Not-1: Ana akımda filmin gişe rakamıyla değerlendirileceği açık. Zaten rakamlar dolaşıyor ortalıkta. Ama bu aldatmasın kimseyi. Müslüm hakkında ne yaparsanız zaten milyonlarda karşılığını bulacaktır, insanlar meraktan gidecektir. Ayrıca, filmin toplam bütçesi kadar tanıtım bütçesi olunca bu kadar gişe zaten olacaktır.
Not-2: Filmde olan, kitapta da bahsi geçen Müslüm’ün Muhterem Nur’a (ve başka kadınlara) uyguladığı şiddet, bu şiddetin özellikle Nur tarafından nasıl karşılandığı vb. durumlara dair ayrıca bir yazı yazılması gerekir. Günümüze dair çıktıları olabilecek noktalar var. Ancak şiddet, özellikle kadına yönelik şiddet kimden gelirse gelsin asla ve asla normalleştirilmemeli.
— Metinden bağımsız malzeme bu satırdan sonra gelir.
PR #5778, opened 2024-01-03
Add update execution metrics endpoint

kathy-t:
**Description**
Companion PRs:
- https://github.com/dockstore/dockstore-deploy/pull/742
- https://github.com/dockstore/dockstore-support/pull/479

This PR adds a PUT endpoint that allows executions that were previously submitted to Dockstore to be updated. Only optional fields can be updated to prevent important information, such as the execution ID and status, from being modified. This new endpoint does not allow aggregated metrics to be updated because they are deprecated (I vote for removing it, but maybe in 1.16).

Changes:
- <s>In order to efficiently find the execution to update, the S3 key must contain the execution ID. The file name in S3 was previously the current time in ms, but it's now the user-provided execution ID. This means that each file in the metrics S3 bucket contains only 1 execution, whereas it previously could contain multiple.</s> **UPDATE:** This PR change is reverted. The method of submitting executions via the POST endpoint is unchanged, i.e. each POST invocation sends the executions request body as one S3 file.
  - <s>This required a change in the POST metrics endpoint that submits metrics to S3. It now splits executions into individual files to send to S3. This appears to significantly slow down the Terra metrics ingestion, see https://github.com/dockstore/dockstore-support/pull/478 for the stats</s>
  - <s>The individual executions are still sent in the `ExecutionsRequestBody` object. The main reason is because this requires no change in the metrics aggregator.</s>
  - <s>Since the file name is the execution ID, which is user-provided, we check if the key exists in S3 before submitting it. We don't want the user to overwrite existing files in S3 using the POST endpoint.</s> **UPDATE:** Since the POST endpoint is unchanged, the file name is still the time of submission in milliseconds. It's no longer the execution ID as the PR previously proposed. We are **not** checking during the POST executions endpoint for duplicate execution IDs that already exist in S3 because it's inefficient when there are many files. We do check for duplicate IDs for executions in the same request body.
    - The responsibility is on the user to ensure that they don't provide duplicate IDs. This may change in future enhancements. If the user does provide duplicate IDs, the metrics aggregator in https://github.com/dockstore/dockstore-support/pull/479 will take the latest execution.
- Created a new `AggregatedExecution` class that extends from `Metrics` to represent aggregated metrics that users can submit otherwise `Metrics` would have the required `executionId` field that is not needed when our metrics aggregator posts metrics to our database. When we remove the deprecated aggregated executions, we would remove this class.
- There is a new GET execution endpoint that admins, curators, and platform partners can use to get an individual execution by execution ID. This may be used by partners if they need to see what they previously submitted or if they want to view the newly updated execution.

**Review Instructions**
In staging:
- Use the POST executions endpoint to submit metrics to Dockstore.
- Use the PUT executions endpoint to modify an execution that you submitted.
- Use the GET execution endpoint to verify that the execution was updated correctly.
- Verify that you can't update information that is required (view the schema on Swagger)

**Issue**
[SEAB-5943](https://ucsc-cgl.atlassian.net/browse/SEAB-5943)

**Security and Privacy**

e.g. Does this change...
* Encryption features?

[SEAB-5943]: https://ucsc-cgl.atlassian.net/browse/SEAB-5943?atlOrigin=eyJpIjoiNWRkNTljNzYxNjVmNDY3MDlhMDU5Y2ZhYzA5YTRkZjUiLCJwIjoiZ2l0aHViLWNvbS1KU1cifQ


dockstore-common/src/main/java/io/dockstore/common/metrics/MetricsDataS3Client.java
```diff
@@ -98,6 +102,27 @@ public static String generateKey(String toolId, String versionName, String platf
         return String.join("/", pathList);
     }
 
+    public boolean doesExecutionExistInS3(String toolId, String versionName, String platform, String executionId) {
+        final String fileName = S3ClientHelper.appendJsonFileTypeToFileName(executionId);
+        String s3Key = MetricsDataS3Client.generateKey(toolId, versionName, platform, fileName);
```
svonworl, line 107: Will the model always be that "platform" and the reporter are the same party?  If yes, that's ok.  I ask because one can imagine a scenario in which there's some third party platform X which doesn't submit metrics, and instead, the _users_ of X are submitting metrics of the runs, in which case there'd need to be measures in place to ensure that the IDs from the different sources didn't collide.  But it's ok if we don't support the latter.

svonworl (approved):

denis-yuen:
> This new endpoint does not allow aggregated metrics to be updated because they are deprecated (I vote for removing it, but maybe in 1.16).

:+1:

dockstore-webservice/src/main/java/io/dockstore/webservice/resources/proposedGA4GH/ToolsExtendedApi.java
```diff
@@ -215,11 +216,11 @@ public Response toolsIdVersionsVersionIdTypeTestsPost(@ApiParam(hidden = true) @
     @ApiOperation(value = ExecutionMetricsPost.SUMMARY, notes = ExecutionMetricsPost.DESCRIPTION, authorizations = {
         @Authorization(value = JWT_SECURITY_DEFINITION_NAME)})
     @ApiResponses(value = {
-        @ApiResponse(code = HttpStatus.SC_NO_CONTENT, message = ExecutionMetricsPost.OK_RESPONSE),
+        @ApiResponse(code = HttpStatus.SC_MULTI_STATUS, message = ExecutionMetricsPost.MULTI_STATUS_RESPONSE),
```
kathy-t, line 219: Highlighting that this is a multi-status response. The endpoint returns a list of responses, each one corresponding to an execution and if it was successfully submitted to Dockstore. Since each execution is submitted as individual files to S3 instead of one file, it's possible for one execution to be submitted successfully and another to fail for whatever reason

dockstore-webservice/src/main/java/io/dockstore/webservice/resources/proposedGA4GH/ToolsExtendedApi.java
```diff
@@ -286,6 +287,68 @@ public Map<Partner, Metrics> aggregatedMetricsGet(@ApiParam(hidden = true) @Para
...
+    @UnitOfWork
+    @RolesAllowed({"curator", "admin", "platformPartner"})
+    @Path("/{id}/versions/{version_id}/executions")
+    @Consumes(MediaType.APPLICATION_JSON)
+    @Produces({MediaType.APPLICATION_JSON})
+    @ApiOperation(value = ExecutionMetricsUpdate.SUMMARY, notes = ExecutionMetricsUpdate.DESCRIPTION, authorizations = {
+        @Authorization(value = JWT_SECURITY_DEFINITION_NAME)})
+    @Operation(operationId = "ExecutionMetricsUpdate", summary = ExecutionMetricsUpdate.SUMMARY, description = ExecutionMetricsUpdate.DESCRIPTION, security = @SecurityRequirement(name = ResourceConstants.JWT_SECURITY_DEFINITION_NAME), responses = {
+        @io.swagger.v3.oas.annotations.responses.ApiResponse(responseCode = HttpStatus.SC_MULTI_STATUS
+                + "", description = ExecutionMetricsUpdate.MULTI_STATUS_RESPONSE, content = @Content(mediaType = MediaType.APPLICATION_JSON, schema = @Schema(implementation = ExecutionsResponseBody.class))),
```
kathy-t, line 322: Highlighting that this is a multi-status response. The endpoint returns a list of responses, each one corresponding to an execution and if it was successfully update

kathy-t:
Due to the decreased performance for metrics ingestion and [Steve's comment in my other PR](https://github.com/dockstore/dockstore-support/pull/478#pullrequestreview-1809789371), I'm second guessing this approach where each file only stores one execution so that we're able to easily find the file containing the execution during an update because the bottleneck is the splitting up of executions and sending each one to S3. It feels like a workaround instead of a long term solution.

Perhaps we should be using [AWS Athena to query data in S3](https://aws.amazon.com/blogs/big-data/analyzing-data-in-s3-using-amazon-athena/), which should allow us to find the execution to update via an Athena query. We could also perform other queries that could help us with metrics aggregation. What do others think? If it's too soon to go down the AWS Athena route, perhaps it could be a 1.16 feature and for 1.15 we implement a more brute-force update approach where we iterate files.

kathy-t:
Moving this PR to draft mode after discussing the performance implications of this PR with @denis-yuen.

As mentioned in the PR description, splitting multiple executions into single files to send to S3 was done so that we can quickly retrieve the execution to update because the file name would be the execution ID.

After testing this with the Broad metrics ingestion https://github.com/dockstore/dockstore-support/pull/478, it was discovered that it significantly slowed down metrics ingestion because the webservice has to send one execution to S3 at a time instead of all executions at once in one file. It also affects metrics aggregation for a similar reason - the aggregator has to retrieve many more files from S3 since each file contains 1 execution.

The table below describes the performance of ingesting and aggregating 200,000 executions before and after this PR.

|                                              | **Ingesting Terra metrics** | **Aggregating Terra metrics** |
|----------------------------------------------|-----------------------------|-------------------------------|
| **Before: Multiple executions in each file** | 1 minute                    | 1 minute 51 seconds           |
| **After: Single execution in each file**     | 32 minutes                  | 27 minutes                    |

By splitting up executions into its own file, we improved the performance of updating executions, but slowed down execution submission and aggregation. If we don't split it up, then ingestion and aggregation would remain fast, but updating an execution would be slower if a directory has many files because you'd have to iterate through each file in the `<trsId>/<version>/<platform>` directory that you're interested in to find the files that contains the execution to update. We don't have many files in each directory right now, so it shouldn't be too bad for 1.15.

There may be an optimization for ingesting/aggregating metrics with the single execution per file approach by using [AWS S3 Transfer Manager](https://docs.aws.amazon.com/sdk-for-java/latest/developer-guide/transfer-manager.html#transfer-manager-upload_directory) to write/read files, but it requires uploading and downloading to local directories and may not be a guarantee. This could be an optimization/investigation for 1.16 if we want to go the single execution per file approach (will create ticket).

We decided that for now, it would be better to keep multiple executions in one file instead of splitting it up into individual files like this PR does so that the metrics ingestion and aggregation performance is not affected. I will make those changes and re-request reviews when ready

denis-yuen (commented):
> Leaving comment so it's off my requested reviews list -- from Kathy's comments, it's being reworked.

Ditto

kathy-t:
Marking as ready for re-review. I also updated the PR description, striking out things that are no longer applicable.

Essentially, I scrapped the changes where each execution was stored in its own S3 file, with the file name being the execution ID. This had enabled us to quickly find the execution to update, but came at the cost of poor ingestion and aggregation performance because there were many more objects to upload/download (can see the [performance table](https://github.com/dockstore/dockstore/pull/5778#issuecomment-1883615391)).

With the new changes, when users submit executions using our POST endpoint, we check if there are duplicate execution IDs in the request body, but we **don't** check for duplicate IDs in S3 because it turned out to be very inefficient because you have to iterate through every file. We expect the user to not submit duplicate IDs, but if they do, the metrics aggregator will take the newest execution with the ID.

For now, we're the only ones using this, but for 1.16, we will come up with a longer-term solution.

Updated times of the Terra metrics ingestion and aggregation based on the PRs for this ticket and the Terra ingestion ticket:
- Ingestion: 6m11s
  ```
  17:00:04.343 [main] INFO  i.d.m.c.cli.MetricsAggregatorClient - Done processing 4979681 executions from Terra. Submitted 4323813 executions. Skipped 691263 executions.
  17:00:04.343 [main] INFO  i.d.m.c.cli.MetricsAggregatorClient - submit-terra-metrics took PT6M10.721648445S
  ```
- Aggregation: 5m54s
  ```
  17:06:19.089 [main] INFO  i.d.m.MetricsAggregatorS3Client - Completed aggregating metrics. Processed 1460 directories, submitted 2920 platform metrics, and skipped 0 platform metrics
  17:06:19.089 [main] INFO  i.d.m.c.cli.MetricsAggregatorClient - aggregate-metrics took PT5M53.577792939S
  ```

dockstore-common/src/main/java/io/dockstore/common/metrics/MetricsDataS3Client.java
```diff
@@ -98,6 +102,27 @@ public static String generateKey(String toolId, String versionName, String platf
         return String.join("/", pathList);
     }
 
+    public boolean doesExecutionExistInS3(String toolId, String versionName, String platform, String executionId) {
```
coverbeck, line 105: Method is unused

dockstore-common/src/main/java/io/dockstore/common/metrics/MetricsDataS3Client.java
```diff
@@ -98,6 +102,27 @@ public static String generateKey(String toolId, String versionName, String platf
...
+        String s3Key = MetricsDataS3Client.generateKey(toolId, versionName, platform, fileName);
+        return doesKeyExistInS3(s3Key);
+    }
+
+    /**
+     * Returns a boolean indicating if an S3 key already exists in the metrics bucket
+     * @param s3Key
+     * @return
+     */
+    public boolean doesKeyExistInS3(String s3Key) {
```
coverbeck, line 116: Effectively unused (only invoked from unused `doesExecutionExistInS3`)

dockstore-webservice/src/main/java/io/dockstore/webservice/resources/proposedGA4GH/ToolsExtendedApi.java
```diff
@@ -286,6 +287,68 @@ public Map<Partner, Metrics> aggregatedMetricsGet(@ApiParam(hidden = true) @Para
         return delegate.getAggregatedMetrics(id, versionId, user);
     }
 
+    @GET
+    @UnitOfWork(readOnly = true)
+    @RolesAllowed({"curator", "admin", "platformPartner"})
```
coverbeck, line 292: If a user is a `platformPartner`, couldn't they update/see all platform partners' raw data, instead of just their own platform? I know there's nothing sensitive in the raw data we've seen so far, but that seems potentially risky. Even though we only have one partner interested so far in invoking the API.

If I'm right, I suggest we remove the `platformPartner` role for the 1.15 release, then adding it back in for 1.15.x or 1.16, once we have partner that wants to start hitting our API. Or we make sure we only allow one partner max.

dockstore-webservice/src/main/java/io/dockstore/webservice/resources/proposedGA4GH/ToolsExtendedApi.java
```diff
@@ -286,6 +287,68 @@ public Map<Partner, Metrics> aggregatedMetricsGet(@ApiParam(hidden = true) @Para
...
+            @Parameter(description = ExecutionGet.VERSION_ID_DESCRIPTION, in = ParameterIn.PATH) @PathParam("version_id") String versionId,
+            @Parameter(description = ExecutionGet.PLATFORM_DESCRIPTION, in = ParameterIn.QUERY, required = true) @QueryParam("platform") Partner platform,
+            @Parameter(description = ExecutionGet.PLATFORM_DESCRIPTION, in = ParameterIn.QUERY, required = true) @QueryParam("executionId") String executionId,
+            @Context SecurityContext securityContext, @Context ContainerRequestContext containerContext) throws NotFoundException {
+        return delegate.getExecution(id, versionId, platform, executionId, user);
+    }
+
+    @PUT
+    @UnitOfWork
+    @RolesAllowed({"curator", "admin", "platformPartner"})
```
coverbeck, line 314: Same comment regarding platformPartner role.

coverbeck (approved):

dockstore-webservice/src/main/java/io/dockstore/webservice/core/metrics/AggregatedExecution.java
```diff
@@ -0,0 +1,59 @@
+/*
+ * Copyright 2023 OICR and UCSC
```
denis-yuen, line 2: Tiniest of nitpicks: 2024

dockstore-webservice/src/main/java/io/dockstore/webservice/core/metrics/AggregatedExecution.java
```diff
@@ -0,0 +1,59 @@
...
+
+import com.fasterxml.jackson.annotation.JsonProperty;
+import io.dockstore.webservice.core.metrics.constraints.ValidExecutionId;
+import io.swagger.annotations.ApiModelProperty;
+import io.swagger.v3.oas.annotations.media.Schema;
+import io.swagger.v3.oas.annotations.media.Schema.RequiredMode;
+import jakarta.validation.constraints.NotNull;
+import java.util.Map;
+
+@Deprecated(since = "1.15.0")
```
denis-yuen, line 28: Could use some javadoc explanation to describe why this is deprecated

denis-yuen (approved):

dockstore-webservice/src/main/java/io/dockstore/webservice/resources/proposedGA4GH/ToolsExtendedApi.java
kathy-t: Yes, you're right.

Another option is to track the platform for a platformParter user in the `User` class, which would only involve adding a column and doing a check in the applicable endpoints.

kathy-t: Updated the PR so that a platform partner user can only access/modify/submit executions for their own platform

denis-yuen (approved):

svonworl (approved):

kathy-t:
Created https://ucsc-cgl.atlassian.net/browse/SEAB-6178 to look into how to optimize the update executions endpoint in the future.

dockstore-webservice/src/main/java/io/dockstore/webservice/resources/proposedGA4GH/ToolsExtendedApi.java
kathy-t: @coverbeck I'm merging this PR, but please let me know if you have any strong objections to the changes since your last approval

coverbeck: > @coverbeck I'm merging this PR, but please let me know if you have any strong objections to the changes since your last approval

@kathy-t Changes look good, thanks!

Not-3: Filmden sonra birçok haber ve eleştiri yazısı okudum, köşe yazısı takip ettim, taradım. Meramıma denk iyi yazılara da rastladım, kötülerine de. Ancak, bir tanesi var ki paylaşmam lâzım. 1930’lar Türkiye’sinin jakoben kültür komiserlerine taş çıkartacak kadar sert racon kesip duran Enver Aysever’den inciler; takdiri okuyanlara bırakıyorum, buyrun:
“Laf lafı açıyor, geçende bir film gösterime girdi, adı Müslüm. Baktım herkes nasıl da övgüler düzüyor filme konu olan Müslüm Gürses’e. Elbette popüler kültüre ait, acılı yaşam süren birinin yaşamı film olabilir; ancak, Müslüm’den Pavarotti yaratmaya kalkmak da neyin nesi? Arabesk sanatın çukurudur, ülkedeki kültürel tükenişin en net örneğidir. Herhangi bir estetik değeri yoktur. Bağıra çağıra söylenen o berbat sözlerle ortaya çıkan gürültüye müzik muamelesi yapmak gerçek sanatçıya/müziğe ihanet değil de nedir?”